The game-changing MP3 began as a project at Fraunhofer IIS, a German research institution, as a continuation of initial research from the University Erlangen-Nuremberg. Serious work began in 1987. The goal was to create a method to compress audio files to make it easier to transfer them over networks. This was necessary because networks back then didn’t have the capability to transfer large files quickly.
An uncompressed audio file can be relatively large. For example, a three-minute audio clip sampled at 44.1 kilohertz with two channels will take up about 31 megabytes of space. That’s not much by today’s standards, but back in 1987 that was a hefty file.
The MP3 format allowed you to convert a raw audio file into a compressed MP3 file, reducing the file size to something more manageable. It did this by analyzing audio and eliminating frequencies that fall outside the range of human hearing. The logic was that if the audience couldn’t hear the sound, there was no need to keep it. By cutting out all the imperceptible noise, the MP3 converter could reduce the overall file size.

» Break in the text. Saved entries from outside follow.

PR #1369, opened 2025-11-03
feat: More detailed error messages when attestation validation fails

### LINKED ISSUE #1356: More detailed error messages when attestation validation fails.
### Background

Currently when submitting an invalid remote attestation, we're getting this error in the transaction:

```
status: Failure(ActionError(ActionError { index: Some(0), kind: FunctionCallError(ExecutionError("Smart contract panicked: Invalid TEE Remote Attestation.: TeeQuoteStatus is invalid")) })),
```

This could mean anything from a signature validation error or the docker compose file mismatching the expected value, or the MPC docker image hash not existing.

This makes it very hard to troubleshoot the setup as a developer.
To improve the situation, we should ensure more informative error messages are returned when attestation verification fails.

### User Story

As a developer I'd like to be able to troubleshoot when my system is misconfigured.

### Acceptance Criteria

We provide different error messages when attestation verification fails for different reasons.

_No response_

netrome:
Closes #1356 

This was a bit more work than I anticipated, but now we should have much more clarity in why attestation submissions fail when they do.

Unfortunately I have not added tests for the new error scenarios, which ideally we should have. However, since there are no functional changes in this PR and due to our limited time frame for the soft launch I've chosen to de-prioritize this.

### DIFF
--- a/crates/attestation/src/attestation.rs
+++ b/crates/attestation/src/attestation.rs
@@ -442,10 +442,7 @@ impl Attestation {
             &tcb_info.compose_hash,
         )?;
 
-        Self::validate_app_compose_payload(
-            &app_compose_event.event_payload,
-            &tcb_info.app_compose,
-        )
+        Self::validate_app_compose_payload(&app_compose_event.event_payload, &tcb_info.app_compose)
     }
 
     /// Validates app compose configuration against expected security requirements.


crates/attestation/src/attestation.rs
```diff
@@ -39,6 +45,55 @@ pub struct DstackAttestation {
...
+    #[error("invalid event type {0}")]
+    InvalidEventType(u32),
+    #[error("failed to decode event digest `{0}`")]
+    EventDecoding(String),
+    #[error("failed to parse app compose JSON: {0}")]
+    AppComposeParsing(String),
+    #[error("no {0} event in event log")]
+    MissingEvent(&'static str),
+    #[error("duplicate {0} events in event log")]
+    DuplicateEvent(&'static str),
```
gilcu3: question: why choosing `&'static str` here instead of `String` like in many other cases?

crates/attestation/src/attestation.rs
```diff
@@ -287,51 +366,86 @@ impl Attestation {
...
+        let app_compose: AppCompose = serde_json::from_str(&tcb_info.app_compose)
+            .map_err(|e| VerificationError::AppComposeParsing(e.to_string()))?;
 
-        let mut events = tcb_info
-            .event_log
-            .iter()
-            .filter(|event| event.event == COMPOSE_HASH_EVENT && event.imr == RTMR3_INDEX);
-
-        let payload_is_correct = events.next().is_some_and(|event| {
-            event.event_payload == tcb_info.compose_hash
```
gilcu3: I think this line is no longer verified in the new implementation, at least not explicitly as it was before. We compare the hash in `validate_app_compose_payload`, but `event_payload` is not used as far I can see

crates/attestation/src/attestation.rs
```diff
@@ -287,51 +366,86 @@ impl Attestation {
...
+            &tcb_info.rtmr2,
+            &hex::encode(expected_measurements.rtmrs.rtmr2),
+        )?;
+        compare_hex_hashes(
+            "mtrd_tcb_info",
+            &tcb_info.mrtd,
+            &hex::encode(expected_measurements.rtmrs.mrtd),
+        )?;
+
+        Ok(())
```
gilcu3: same nit
```suggestion
        compare_hex_hashes(
            "mtrd_tcb_info",
            &tcb_info.mrtd,
            &hex::encode(expected_measurements.rtmrs.mrtd),
        )
```

crates/attestation/src/attestation.rs
```diff
@@ -147,57 +216,52 @@ impl Attestation {
...
+        self.verify_rtmr3(report_data, &attestation.tcb_info)?;
+        self.verify_app_compose(&attestation.tcb_info)?;
+        self.verify_local_sgx_digest(&attestation.tcb_info, &expected_measurements)?;
+        self.verify_mpc_hash(&attestation.tcb_info, allowed_mpc_docker_image_hashes)?;
+        self.verify_launcher_compose_hash(
+            &attestation.tcb_info,
+            allowed_launcher_docker_compose_hashes,
+        )?;
+
+        Ok(())
```
gilcu3:
```suggestion
        self.verify_launcher_compose_hash(
            &attestation.tcb_info,
            allowed_launcher_docker_compose_hashes,
        )
```

gilcu3 (approved):
This looks much better now, thank you!

Left mostly nits

crates/attestation/src/attestation.rs
netrome: Because these events are statically known and expected to be set when calling, whereas I've used `Strings` for nested error messages in other places. And because &'static str is more conservative than String, it's better to start with that imo.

If we took that 31-megabyte raw audio file and ran it through an MP3 converter at a bit rate of 128 kilobytes per second, we’d end up with a file that’s just 2.8 megabytes in size. That’s much easier to transfer across a network.
One way MP3 converters compress files is to look for frequency masking. This strategy takes advantage of a peculiarity in human hearing. If we perceive two frequencies that are similar but not quite identical and one is louder than the other, we’ll only really hear the louder one. So an MP3 converter can analyze an audio track and drop any similar frequencies of lower volume since we wouldn’t perceive them anyway.
Another type of masking is temporal masking, in which a short, loud sound temporarily masks our ability to perceive quieter, more subtle sounds. Again, the MP3 converter can drop some sounds that we wouldn’t hear due to temporal masking. In the original recording, the sounds would be there but we wouldn’t hear them anyway. Out they go!
The same is true for any frequencies that fall outside the typical range of human hearing, which spans from about 20 hertz to 20 kilohertz. Sounds below or above that range are outside our perception, though they may be found on a recording. Compression algorithms typically ditch these sounds to conserve space.
It took some time to perfect the algorithm. According to the researchers, they would try out their compression formulas using Suzanne Vega’s song “Tom’s Diner” as a benchmark test. The earlier formulas made the song sound chunky and unpleasant, giving the researchers the feedback they needed to make changes and create a working compression algorithm.
Eventually, they succeeded. The MP3 format and the introduction of the Winamp program helped create a new industry: the online distribution of digital music. It also gave rise to the MP3 player phenomenon, contributed to the birth of the iPod and, much to the chagrin of music labels, made widespread music piracy possible.
Today, there are other compression algorithms that are just as effective (or better) as MP3s at compressing audio while preserving quality. And while the MP3 is taking a bow, that doesn’t mean all the files will suddenly become useless. The files will still work on any devices or programs capable of playing them. But the MP3 format, which forced a major transformation in the music industry, has earned itself a rest.